3) The puffiest fucking face I have ever seen. Is it the drinking or is it far too many fillers?

4) WAY too much cat like eyeliner.

5) Plumped up lips that make her look like The Joker.

6) Lindsay Lohan behind the wheel.

7) A friend. Who knew?!


I Spy:

1) Vomit on my floor because I seriously just threw up.

2) If you put anything in that bag, ie a feather, her left arm is going to break the fuck off.

3) I seriously can’t even look at this picture for another second it’s making legit sick.

For the record. I still love this picture.


I Spy:

1) A wig.

2) A Mob Wife or Airforce Amy, can’t decide.

3) Eyebrows that are starting to become uneven…which means too many needles.

4) Quit it with the lips!!

5) I wonder who did her makeup. They should be fired. Her skin is like 8439240 different colors.


I Spy:

1) Hey remember that time I told you I started to see eyebrows at different levels?

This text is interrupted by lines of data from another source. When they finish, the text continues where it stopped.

PR #395, opened 2023-07-16
made docker installation instructions more usable

DasMoorhuhn:
made some things more clear in the docker part :D


DasMoorhuhn:
By the way, the version from the golang image in the Dockerfile should be increased to version 1.18 because of the error, shown in https://github.com/ssbc/go-ssb-room/issues/394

2) Duck face. But not the good kind that I practice daily.

3) Even BIGGER lips.


I Spy:

1) Rotten teeth. The rest of the picture is irrelevant.

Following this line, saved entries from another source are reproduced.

PR #544, opened 2023-11-17
Rollback incomplete txns on graceful exit

arajkumar:
Before this update, exiting the process (either reaching ENDPOS or user-initiated abort like Ctrl-C) could leave us in the midst of an unfinished transaction. Upon resumption, PostgreSQL begins streaming from a consistent point, which might be the start of this incomplete transaction or from an earlier one. Our previous method tried to bypass all earlier messages until hitting the final message of the incomplete transaction, but this approach had its shortcomings, especially when the messages originated from several transactions back.

This commit introduces a more straightforward solution. Now, if the process is aborted and the last transaction is not complete, we'll issue a rollback command for that transaction. This ensures a clean and consistent state for a graceful exit and subsequent resumption.

### DIFF
--- a/src/bin/pgcopydb/ld_stream.c
+++ b/src/bin/pgcopydb/ld_stream.c
@@ -338,14 +338,12 @@ stream_init_context(StreamSpecs *specs)
 
 	privateContext->endpos = specs->endpos;
 	privateContext->startpos = specs->startpos;
-	privateContext->startposActionFromJSON = specs->startposActionFromJSON;
 
 	privateContext->mode = specs->mode;
 
 	privateContext->transformQueue = &(specs->transformQueue);
 
 	privateContext->paths = specs->paths;
-	privateContext->startpos = specs->startpos;
 
 	privateContext->connStrings = specs->connStrings;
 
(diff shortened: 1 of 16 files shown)


dimitri (commented):
I think given all your tries of solving it a different way, without adding a ROLLBACK to the current half-transaction on-disk, this is the most promising approach. I'm surprised that the test-case does not embed a ROLLBACK message in the JSON or the SQL files, do you think it would be possible to make that happen?

src/bin/pgcopydb/ld_stream.c
```diff
@@ -896,6 +849,15 @@ stream_write_json(LogicalStreamContext *context, bool previous)
...
 
+	if (metadata->action == STREAM_ACTION_BEGIN)
+	{
+		privateContext->transactionInProgress = true;
+	}
+	else if (metadata->action == STREAM_ACTION_COMMIT)
+	{
+		privateContext->transactionInProgress = false;
+	}
+
```
dimitri, line 860: Do we need to add a case for STREAM_ACTION_ROLLBACK? if not, we need to add a comment about why...

src/bin/pgcopydb/ld_stream.c
```diff
@@ -1237,6 +1199,28 @@ streamCloseFile(LogicalStreamContext *context, bool time_to_abort)
 		}
 	}
 
+	/*
+	 * ROLLBACK transactions that are still in progress when we abort.
+	 * When resuming, we always start from a consistent point, so we don't need
+	 * worry about partial transactions which are rollbacked here.
+	 */
```
dimitri, line 1206: What happens in case of a crash? I think we need a short reference to that in the comment (the code to handle restart after crash might not be here, but rather where we read a JSON file from disk and resume from it).

dimitri (changes requested):

dimitri (approved):

arajkumar:
Fixes https://github.com/dimitri/pgcopydb/issues/471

And for the saddest fashion moment EVER in Miss Lindsay’s life:


I Spy:

1) UMMM A BOBBY PIN PLACED EVER SO WEIRDLY IN HER HAIR?! Did someone forget to take it out? Was this on purpose? Did Lindsay think that this was normal/ok? I HAVE SO MANY QUESTIONS.

2) Self tanner placed ONLY around her eyebrows.

And finally…you know you have hit rock bottom when…

Your mug shot is better than all of the above paps shots.

HAVING SAID ALL THIS (curb), if you are obsessed with Lohan like I am, you know shes a gorgeous girl who has so much potential. Why the hell does she make herself look worse? Makes no sense but it sure is fun!

In addition, I would love to party with her. It would be wild, for cereal. That is, until she has a paranoid freak out attack while locked in a bathroom stall and crying over some loser from The Wanted.

Anyway, I don’t know about you, but I cannot wait for the media debacle that is going to occur when The Canyons is released. It’s basically a low budget porn starring LiLo that I just found out is NOT supposed to be a joke. I repeat, not a joke.